Desweiteren widersprach die Gegenseite den Begründungen von Wiesenhof für den Sofortvollzug vollumfänglich. Die Produktionskapazität von Wiesenhof liege nicht so brach, wie es Wiesenhof im Antrag behauptete, da sogar noch exportiert wird und laut Zeitungsinterviews die Wiesenhof-Pressesprecherin kundtat, dass der Produktionsausfall wegen den Bränden durch andere Schlachtfabriken aufgefangen werden könne. Nebenbei wurde auch die reale Umsetzung für einen zeitnahen Neubau in Frage gestellt, da nach den zwei Schlachtfabrik-Bränden die VHV-Versicherung dem PHW-Konzern gekündigt hatte und es somit Schwierigkeiten geben könnte, einen Versicherungsschutz für die geplanten Baustellen zu vertretbaren Konditionen zu erhalten. Wiesenhofs Anwalt bestritt eine fehlende Versicherung dann auch erst gar nicht, sondern merkte lediglich an, dass eine Versicherung eine reine Unternehmensentscheidung ist.
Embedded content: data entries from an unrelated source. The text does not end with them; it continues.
PR #1580, opened 2020-03-02
Enable zipped package transfer type and better management of types in future

ross-spencer:
This PR introduces unit testing for the majority of components relying on understanding a "transfer type" supported by Archivematica. 

After introducing unit tests, information about transfer types is centralized in Archivematica Common to enable sharing across the Dashboard and MCP Server, this will promote the ease of changing this information in future, e.g. adding information about a transfer type that can be easily cascaded throughout Archivematica.

Redundancy is reduced as much as possible across the code-base, for example, shared directory generation, is now done from the centralized "knowledge" of transfer types offered by Archivematica.

Finally, there is a proposed validation pathway introduced for the `api/v2beta/package` endpoint so that unit testing is better supported in future.

**Review notes:** _for those reviewing, while this is a pretty big PR, I have attempted to write a test for any change I have tried to make first, to avoid regressions, and then I have implemented a change, and so there should be a pattern of commits, "test" -> "implementation" -> "test" -> etc. etc. Hopefully this helps ease any reviewing burden._ 

Connected to archivematica/issues#1126
Related to archivematica/issues#682 

Acceptance tests supporting `zipped package` transfers have been added in this related PR:

Related to https://github.com/artefactual-labs/archivematica-acceptance-tests/pull/158


src/archivematicaCommon/lib/archivematica_transfer_types.py
```diff
@@ -0,0 +1,111 @@
...
+TRANSFER_STANDARD = "standard"
+TRANSFER_ZIPFILE = "zipped package"
+TRANSFER_UNZIPPED_BAG = "unzipped bag"
+TRANSFER_ZIPPED_BAG = "zipped bag"
+TRANSFER_DSPACE = "dspace"
+TRANSFER_MAILDIR = "maildir"
+TRANSFER_TRIM = "TRIM"
+TRANSFER_DATAVERSE = "dataverse"
+
+TRANSFER_DISk_IMAGE = "disk image"
```
replaceafill:
```suggestion
TRANSFER_DISK_IMAGE = "disk image"
```

src/archivematicaCommon/lib/archivematica_transfer_types.py
```diff
@@ -0,0 +1,111 @@
...
+selected by directory, or by file, e.g. standard transfer vs. zipped bags.
+
+This module should try and capture these characteristics where possible.
+"""
+from __future__ import absolute_import, unicode_literals
+
+import collections
+
+TRANSFER_STANDARD = "standard"
+TRANSFER_ZIPFILE = "zipped package"
```
replaceafill: Do you think `TRANSFER_ZIPPED_PACKAGE` would be more appropriate?

src/archivematicaCommon/lib/archivematica_transfer_types.py
```diff
@@ -0,0 +1,111 @@
...
+Transfers have different characteristics such as whether a transfer can be
+selected by directory, or by file, e.g. standard transfer vs. zipped bags.
+
+This module should try and capture these characteristics where possible.
+"""
+from __future__ import absolute_import, unicode_literals
+
+import collections
+
+TRANSFER_STANDARD = "standard"
```
replaceafill: I think this group should be prefixed as `TRANSFER_TYPE_...`. It'd make easier to understand them individually without having to resort to `archivematica_transfer_types.TRANSFER_STANDARD` or `amtypes.DSPACE`

src/archivematicaCommon/lib/archivematica_transfer_types.py
```diff
@@ -0,0 +1,111 @@
...
+WATCHED_ZIPFILE = "zippedPackage"
+WATCHED_UNZIPPED_BAG = "baggitDirectory"
+WATCHED_ZIPPED_BAG = "baggitZippedDirectory"
+WATCHED_DSPACE = "Dspace"
+WATCHED_MAILDIR = "maildir"
+WATCHED_TRIM = "TRIM"
+WATCHED_DATAVERSE = "dataverseTransfer"
+
+# TRANSFER_DISK_IMAGE is treated differently by src/MCPServer/lib/server/packages.py.
+TRANSFER_TYPES = (
```
replaceafill: Can't this be replaced with `ARCHIVEMATICA_TRANSFER_TYPES`? As far as I can tell, it's only used for `... in TRANSFER_TYPES`checks.

src/archivematicaCommon/lib/archivematica_transfer_types.py
```diff
@@ -0,0 +1,111 @@
...
+APPROVE_ZIPPED = "Approve zipped transfer"
+APPROVE_DSPACE = "Approve DSpace transfer"
+APPROVE_UNZIPPED_BAG = "Approve bagit transfer"
+APPROVE_ZIPPED_BAG = "Approve zipped bagit transfer"
+
+# Archivematica transfer profiles that describe a transfer's properties.
+TransferProfile = collections.namedtuple(
+    "TransferProfile", "transfer_type watched_directory"
+)
+ARCHIVEMATICA_TRANSFER_TYPES = {
```
replaceafill: Is the `ARCHIVEMATICA_` prefix necessary if we remove the `TRANSFER_TYPES` tuple above?

src/archivematicaCommon/lib/archivematica_transfer_types.py
```diff
@@ -0,0 +1,111 @@
...
+TRANSFER_ZIPPED_BAG = "zipped bag"
+TRANSFER_DSPACE = "dspace"
+TRANSFER_MAILDIR = "maildir"
+TRANSFER_TRIM = "TRIM"
+TRANSFER_DATAVERSE = "dataverse"
+
+TRANSFER_DISk_IMAGE = "disk image"
+
+WATCHED_STANDARD = "standardTransfer"
+WATCHED_ZIPFILE = "zippedPackage"
```
replaceafill: Do you think `WATCHED_ZIPPED_PACKAGE` would be more appropriate?

src/archivematicaCommon/lib/archivematica_transfer_types.py
```diff
@@ -0,0 +1,111 @@
...
+TRANSFER_UNZIPPED_BAG = "unzipped bag"
+TRANSFER_ZIPPED_BAG = "zipped bag"
+TRANSFER_DSPACE = "dspace"
+TRANSFER_MAILDIR = "maildir"
+TRANSFER_TRIM = "TRIM"
+TRANSFER_DATAVERSE = "dataverse"
+
+TRANSFER_DISk_IMAGE = "disk image"
+
+WATCHED_STANDARD = "standardTransfer"
```
replaceafill: As with the transfer type group, I think these would be better represented with a `WATCHED_DIRECTORY_NAME_...` prefix.

src/archivematicaCommon/lib/archivematica_transfer_types.py
```diff
@@ -0,0 +1,111 @@
...
+    TRANSFER_TRIM: TransferProfile(TRANSFER_TRIM, WATCHED_TRIM),
+    TRANSFER_DATAVERSE: TransferProfile(TRANSFER_DATAVERSE, WATCHED_DATAVERSE),
+}
+
+
+def retrieve_watched_dirs():
+    for type_ in ARCHIVEMATICA_TRANSFER_TYPES:
+        yield ARCHIVEMATICA_TRANSFER_TYPES[
+            type_
+        ].transfer_type, ARCHIVEMATICA_TRANSFER_TYPES[type_].watched_directory
```
replaceafill: I know I'm really short sighted but I'm having trouble seeing the value of the `TransferProfile` named tuple. If we convert `ARCHIVEMATICA_TRANSFER_TYPES` into a `{transfer_type: watched_directory_name, ...}` dictionary, this block of logic is equivalent to [`iteritems`](https://docs.python.org/2/library/stdtypes.html#dict.iteritems)

src/archivematicaCommon/lib/archivematica_transfer_types.py
```diff
@@ -0,0 +1,111 @@
...
+
+
+def retrieve_watched_directory(transfer_type, return_key_error=False):
+    if transfer_type not in TRANSFER_TYPES:
+        if not return_key_error:
```
replaceafill: If `return_key_error` is `False` by default, what's the advantage of this approach instead of letting the caller to deal with the missing key?

src/MCPServer/lib/server/packages.py
```diff
@@ -55,59 +57,68 @@ def _get_setting(name):
...
 # There is also the hope that the watched directories can be deprecated in the
 # near future.
+ACTIVE_TRANSFERS = "activeTransfers"
 PACKAGE_TYPE_STARTING_POINTS = {
-    "standard": StartingPoint(
+    amtypes.TRANSFER_STANDARD: StartingPoint(
         watched_dir=os.path.join(
-            _get_setting("WATCH_DIRECTORY"), "activeTransfers/standardTransfer"
+            _get_setting("WATCH_DIRECTORY"),
+            os.path.join(ACTIVE_TRANSFERS, amtypes.WATCHED_STANDARD),
```
replaceafill: Can the inner `os.path.join` call be omited? I mean:

`os.path.join(_get_setting("WATCH_DIRECTORY"), ACTIVE_TRANSFERS, amtypes.WATCHED_STANDARD)`

src/MCPServer/lib/server/packages.py
```diff
@@ -323,7 +334,7 @@ def create_package(
     """
     if not name:
         raise ValueError("No transfer name provided.")
-    if type_ is None or type_ == "disk image":
+    if type_ is None or type_ == amtypes.TRANSFER_DISk_IMAGE:
```
replaceafill:
```suggestion
    if type_ is None or type_ == amtypes.TRANSFER_DISK_IMAGE:
```

src/MCPServer/lib/server/shared_dirs.py
```diff
@@ -243,6 +244,22 @@ def install_builtin_config(name):
...
+
+
+def generate_transfer_watched_dirs():
+    """Create a tuple of watched directories specifically related to transfers
+    based on the transfer profiles in amtypes.
+    """
+    transfer_dirs = ()
+    for transfer_type in amtypes.retrieve_watched_dirs():
+        transfer_dirs = transfer_dirs + (
+            os.path.join(ACTIVE_TRANSFERS_DIR, (transfer_type[1])),
```
replaceafill: I think iterating the result of `retrieve_watched_dirs` differently would avoid having to wonder what's this `[1]`.

src/MCPServer/tests/test_package.py
```diff
@@ -338,3 +340,26 @@ def test_move_file(self, tmp_path, processing_dir, transfer):
 
         transfer.refresh_from_db()
         assert Path(transfer.currentlocation) == dest_path
+
+
+ACTIVE_TRANSFERS_DIR = "activeTransfers"
```
replaceafill: Can't this be imported from `server.packages`?

src/archivematicaCommon/tests/test_archivematica_transfer_types.py
```diff
@@ -0,0 +1,39 @@
...
+def test_retrieve_watched_dirs():
+    dirs = amtypes.retrieve_watched_dirs()
+    assert len(list(dirs)) == len(EXPECTED_DIRS)
+    for dir_ in dirs:
+        if dir_ not in EXPECTED_DIRS:
+            assert (
+                False
+            ), "Unexpected watched directory in transfer watched directories: {}".format(
+                dir_
+            )
```
replaceafill:
```suggestion
        assert dir_ in EXPECTED_DIRS, "Unexpected watched directory in transfer watched directories: {}".format(
            dir_
        )
```

src/archivematicaCommon/tests/test_archivematica_transfer_types.py
```diff
@@ -0,0 +1,39 @@
...
+
+
+def test_watched_directory():
+    for expected in EXPECTED_DIRS:
+        assert amtypes.retrieve_watched_directory(expected[0]) == expected[1]
```
replaceafill:
```suggestion
    for transfer_type, watched_directory_name in EXPECTED_DIRS:
        assert amtypes.retrieve_watched_directory(transfer_type) == watched_directory_name
```

src/archivematicaCommon/lib/archivematica_transfer_types.py
```diff
@@ -0,0 +1,111 @@
...
+
+ARCHIVE_ZIP = ".zip"
+ARCHIVE_TGZ = ".tgz"
+ARCHIVE_TAR_GZ = ".tar.gz"
+
+ARCHIVE_TYPES = (ARCHIVE_ZIP, ARCHIVE_TGZ, ARCHIVE_TAR_GZ)
+ZIP_TYPE_TRANSFERS = (TRANSFER_ZIPFILE, TRANSFER_ZIPPED_BAG, TRANSFER_DSPACE)
+
+# Manual approval jobs associated with a transfer.
+APPROVE_STANDARD = "Approve standard transfer"
```
replaceafill, line 69: I think we could gain some clarity by grouping these into a `APPROVE_TRANSFER_JOB_NAMES/TYPES` or something and use `Q(jobtype_in=...)` in the `.filter(...)` call where these are used in the `api.views` module.

src/dashboard/src/components/api/views.py
```diff
@@ -819,16 +819,30 @@ def package(request):
...
     try:
         payload = json.loads(request.body)
         path = base64.b64decode(payload.get("path"))
     except (TypeError, ValueError):
         return helpers.json_response(
             {"error": True, "message": 'Parameter "path" cannot be decoded.'}, 400
         )
+    transfer_type = payload.get("type")
+    try:
+        if transfer_type not in amtypes.TRANSFER_TYPES and transfer_type is not None:
```
replaceafill, line 824: Is the `transfer_type is not None` check necessary?

src/dashboard/tests/test_api.py
```diff
@@ -576,3 +579,150 @@ def test_copy_metadata_files_api(mocker):
...
+
+@pytest.mark.django_db
+@pytest.mark.parametrize(
+    "transfer_type,expected_directory,alt_dir",
+    [
+        ("standard", "standardTransfer", None),
+        ("unzipped bag", "baggitDirectory", "standardTransfer"),
+        ("zipped bag", "baggitZippedDirectory", "standardTransfer"),
+        ("dspace", "Dspace", "standardTransfer"),
+        ("zipfile", "standardTransfer", "zippedPackage"),
```
replaceafill: If you're testing an invalid values here, could we make it more clear? `invalid type` maybe?

src/dashboard/tests/test_api.py
```diff
@@ -576,3 +579,150 @@ def test_copy_metadata_files_api(mocker):
...
+
+def dashboard_login_and_setup(client, django_user_model, username, password):
+    django_user_model.objects.create_user(username=username, password=password)
+    client.login(username=username, password=password)
+    helpers.set_setting("dashboard_uuid", "test-uuid")
+
+
+@pytest.mark.django_db
+@pytest.mark.parametrize(
+    "transfer_type,expected_directory,alt_dir",
```
replaceafill: What's the purpose of `alt_dir`?

src/dashboard/tests/test_api.py
```diff
@@ -576,3 +579,150 @@ def test_copy_metadata_files_api(mocker):
...
+        "components.filesystem_ajax.views._copy_from_transfer_sources",
+        return_value="True",
+    )
+    mocker.patch(
+        "components.filesystem_ajax.helpers.check_filepath_exists", return_value=None
+    )
+    mocker.patch("shutil.move", return_value=None)
+    mocker.patch("tempfile.mkdtemp", return_value=tempfile.mkdtemp())
+    mocker.patch("shutil.rmtree", return_value=None)
+    # Invalid path
```
replaceafill: Don't get the comment?

src/dashboard/tests/test_api.py
```diff
@@ -576,3 +579,150 @@ def test_copy_metadata_files_api(mocker):
...
+
+
+@pytest.mark.django_db
+def test_unapproved_transfers_endpoint(
+    client, django_user_model, username, password, mocker
+):
+    MESSAGE_SUCCESS = "Fetched unapproved transfers successfully."
+    UNAPPROVED_URL = "/api/transfer/unapproved/"
+    EXPECTED_DIRS = [
+        "SimpleTransferWithProcessingMCP.tgz",
```
replaceafill, line 659: A `.tgz` as expected *dir*?

src/dashboard/tests/test_api.py
```diff
@@ -576,3 +579,150 @@ def test_copy_metadata_files_api(mocker):
...
+    dashboard_login_and_setup(client, django_user_model, username, password)
+    resp = client.get(UNAPPROVED_URL)
+    resp_parsed = json.loads(resp.content)
+    assert resp.status_code == 200
+    assert resp_parsed["message"] == MESSAGE_SUCCESS
+    assert len(resp_parsed["results"]) == len(EXPECTED_DIRS)
+    dirs = [x["directory"] for x in resp_parsed["results"]]
+    for directory in dirs:
+        if directory not in EXPECTED_DIRS:
+            assert False, "Unexpected transfer in unapproved transfers"
```
replaceafill:
```suggestion
        assert directory in EXPECTED_DIRS, "Unexpected transfer in unapproved transfers"
```

replaceafill (commented):
@ross-spencer Even though this is a bigger change than I expected, I think it's good overall. Most of my comments are difficulties I've had trying to understand the new code.

replaceafill:
Oh, I forgot to mention. We're getting rid of the `zipfile` string everywhere, correct? I've noticed it in a few places.

ross-spencer:
Thanks @replaceafill yes, it was bigger than I anticipated too, but I'm heartened by the response. I'll get to looking at these comments asap.

I wonder, can you help identify some of those uses of `zipfile` -- I noticed `zipfile` is unhelpfully used in some external assets and documentation, but didn't seem related to the feature, but that just made it harder to spot. 

In the new archivematica_transfer_type helper, I stuck with `ZIPFILE` as a `const` name for convenient lookup, but I can change that. There shouldn't be any "functional" uses of `zipfile` outside of any variable naming.

src/MCPServer/lib/server/packages.py
ross-spencer: Good spot. I've tried it slightly differently, this entire snippet could be changed, but I definitely missed this first time around.

src/archivematicaCommon/lib/archivematica_transfer_types.py
ross-spencer: Nice! I didn't know about this. V.Cool.

src/dashboard/src/components/api/views.py
ross-spencer: Oh yeah, in this case, `None` is technically valid and Archivematica will try to initiate a transfer as a standard transfer if it sees `None` here.

src/dashboard/tests/test_api.py
ross-spencer: Ah, not too much, I'll remove! :slightly_smiling_face:

src/dashboard/tests/test_api.py
ross-spencer: Where's the `flake8` for incomplete thoughts!! I don't remember what this was going to be either! :)

src/archivematicaCommon/lib/archivematica_transfer_types.py
ross-spencer: Yeah, I see, I've changed this now, so it's a bit shorter to use across modules.

src/archivematicaCommon/lib/archivematica_transfer_types.py
ross-spencer: My approach was initially to think about having a class to define the characteristics of a transfer type. Then I decided on the pattern of a named tuple. The point here was to have something that could be a little nicer to work with than a `dict` (I like dot notation). And then to promote extensibility where there is more to say about a transfer type, e.g. whether is a file-type transfer, e.g. a zip. As examples. Some of that information in the packages module around starting link etc. could also be ported here. Obviously I haven't quite realized this potentiality with this refactor. I was keeping a closer eye on the integration and making sure I didn't break anything, but I am hopeful for it in the future if we keep it. What do you think?

src/dashboard/tests/test_api.py
ross-spencer: This is just defined by the endpoint, you'll see in the model this is under `directory` and so I'm just following that convention here.

src/archivematicaCommon/lib/archivematica_transfer_types.py
replaceafill: I have trouble seeing potential designs. I usually think YAGNI if I notice I'm trying to come up with structures more complex of what I need and go with what's simpler. That gets you in other kinds of problems. Again short sighted :blush:

I bet @sevein can provide much better feedback on this.

src/archivematicaCommon/lib/archivematica_transfer_types.py
ross-spencer: I think this is just an artifact of how I was thinking about this refactor and trying to maintain all the previous functionality. Possibly a short-cut as I was writing and testing. I've put the responsibility back on the caller now which I think is cleaner too.

src/archivematicaCommon/lib/archivematica_transfer_types.py
```diff
@@ -104,7 +92,7 @@ def retrieve_watched_dirs():
 
 
 def retrieve_watched_directory(transfer_type, return_key_error=False):
-    if transfer_type not in TRANSFER_TYPES:
+    if transfer_type not in ARCHIVEMATICA_TRANSFER_TYPES.keys():
```
replaceafill:
```suggestion
    if transfer_type not in ARCHIVEMATICA_TRANSFER_TYPES:
```

src/dashboard/src/components/api/views.py
```diff
@@ -829,7 +829,10 @@ def _package_create(request):
         )
     transfer_type = payload.get("type")
     try:
-        if transfer_type not in amtypes.TRANSFER_TYPES and transfer_type is not None:
+        if (
+            transfer_type not in amtypes.ARCHIVEMATICA_TRANSFER_TYPES.keys()
```
replaceafill:
```suggestion
            transfer_type not in amtypes.ARCHIVEMATICA_TRANSFER_TYPES
```

ross-spencer:
Okay, @replaceafill, I think that's 98.9% of requested changes made. We can change the structure for holding information about transfer types if needed, the tests make that easy now, but yeah, let me know.

src/MCPServer/lib/server/packages.py
```diff
@@ -323,7 +329,7 @@ def create_package(
     """
     if not name:
         raise ValueError("No transfer name provided.")
-    if type_ is None or type_ == "disk image":
+    if type_ is None or type_ == amtypes.TRANSFER_DISK_IMAGE:
```
replaceafill:
```suggestion
    if type_ is None or type_ == amtypes.TRANSFER_TYPE_DISK_IMAGE:
```

src/dashboard/src/components/filesystem_ajax/views.py
```diff
@@ -296,6 +296,8 @@ def _copy_to_start_transfer(
 
         # default to standard transfer
         type_subdir = amtypes.retrieve_watched_directory(transfer_type)
+        if not type_subdir:
+            type_subdir = amtypes.retrieve_watched_directory("standard")
```
replaceafill:
```suggestion
            type_subdir = amtypes.retrieve_watched_directory(amtypes.TRANSFER_TYPE_STANDARD)
```

replaceafill (approved):
Thanks @ross-spencer! Couple of small suggestions and found a typo. Hope @sevein can chime in regarding the data structure conversation. Otherwise this LGTM :+1:

src/dashboard/tests/test_api_v2beta.py
```diff
@@ -174,3 +175,98 @@ def test_avalon_err(self):
...
+
+@pytest.fixture
+def password():
+    return "test"
+
+
+def dashboard_login_and_setup(client, django_user_model, username, password):
+    django_user_model.objects.create_user(username=username, password=password)
+    client.login(username=username, password=password)
+    helpers.set_setting("dashboard_uuid", "test-uuid")
```
sevein, line 193: Why did you choose not to extend the existing xunit-style tests? There is some redundancy now with your changes that it's going to make the maintenance of this module harder.

src/dashboard/tests/test_api_v2beta.py
```diff
@@ -174,3 +175,98 @@ def test_avalon_err(self):
...
+
+
+def test_package_endpoint(client, django_user_model, username, password):
+    """Validate the behavior of the package endpoint."""
```
sevein, line 197: This function is testing both `GET /api/v2beta/package` and `POST /api/v2beta/package`, that's confusing!

src/dashboard/tests/test_api_v2beta.py
```diff
@@ -174,3 +175,98 @@ def test_avalon_err(self):
...
+    resp = client.post(
+        "/api/v2beta/package/",
+        json.dumps(test_transfer),
+        content_type="application/json",
+    )
+    assert resp.status_code == 500
+    assert json.loads(resp.content) == {
+        u"message": u"Package cannot be created",
+        u"error": True,
+    }
```
sevein, line 227: There are xunit-style tests in this module that testing similar concerns right? Wouldn't make more sense to improve them? They also mock the MCPClient.

src/dashboard/src/components/api/views.py
```diff
@@ -819,16 +811,33 @@ def package(request):
...
+        ):
+            raise (
+                ValueError(
+                    "Unexpected type of package provided '{}'".format(transfer_type)
+                )
+            )
+    except ValueError as err:
+        LOGGER.error("{}: {}".format(MESSAGE, err))
+        return helpers.json_response(
+            {"error": True, "message": "{}: {}".format(MESSAGE, err)}, 500
```
sevein, line 833: FYI we have a helper that could also be used here: `_error_response`. It could shorten this view significantly.

src/dashboard/src/components/api/views.py
```diff
@@ -819,16 +811,33 @@ def package(request):
...
+            transfer_type not in amtypes.TRANSFER_TYPES.keys()
+            and transfer_type is not None
+        ):
+            raise (
+                ValueError(
+                    "Unexpected type of package provided '{}'".format(transfer_type)
+                )
+            )
+    except ValueError as err:
+        LOGGER.error("{}: {}".format(MESSAGE, err))
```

Ungefähr ein Jahr lang ging so der rechtliche Streit um den Sofortvollzug, bis das Gewerbeaufsichtsamt im Juli 2017 der Nienburger Geflügelspezialitäten mitteilte: „Ich rege an, den Antrag zurückzunehmen. Nach Prüfung der Sach- und Rechtslage halte ich die Erfolgsaussichten für eine Entscheidung im Interesse Ihrer Mandantin (Anm. KgT: Mandantin = Wiesenhof) für nicht gegeben.“ Diese angekündigte Ablehnung des Wiesenhof-Wunsches nach sofortigem Baubeginn wird unter anderem damit begründet, dass ein wirkliches Dringlichkeitsinteresse von Seiten Wiesenhofs vom Gewerbeaufsichtsamt nicht erkannt wurde, da Wiesenhof wohl seit dem 30ter Juni 2016 nicht weiter auf eine Entscheidung über den Anordnungsantrag hingewirkt hatte. Im August 2017 zog Wiesenhof in Holte seinen Antrag auf den Sofortvollzug zurück! So muss Wiesenhof nun noch etwas länger auf den Baubeginn ihres lang ersehnten Neubauprojektes warten. Neben der letztens erfolgten Teilstillegung der Wiesenhof-Fabrik in Niederlehme ist das ein weiterer kleiner Erfolg gegen Wiesenhofs Erweiterungspläne. Und da die Nienburger Geflügelspezialitäten nun aufgrund des ihr stetig entgegen kommenden Widerstands schon seit Jahren auf ihren Neubau warten muss, kann man nur hoffen und vor allem auch dafür sorgen, dass es auch in Zukunft so bleibt!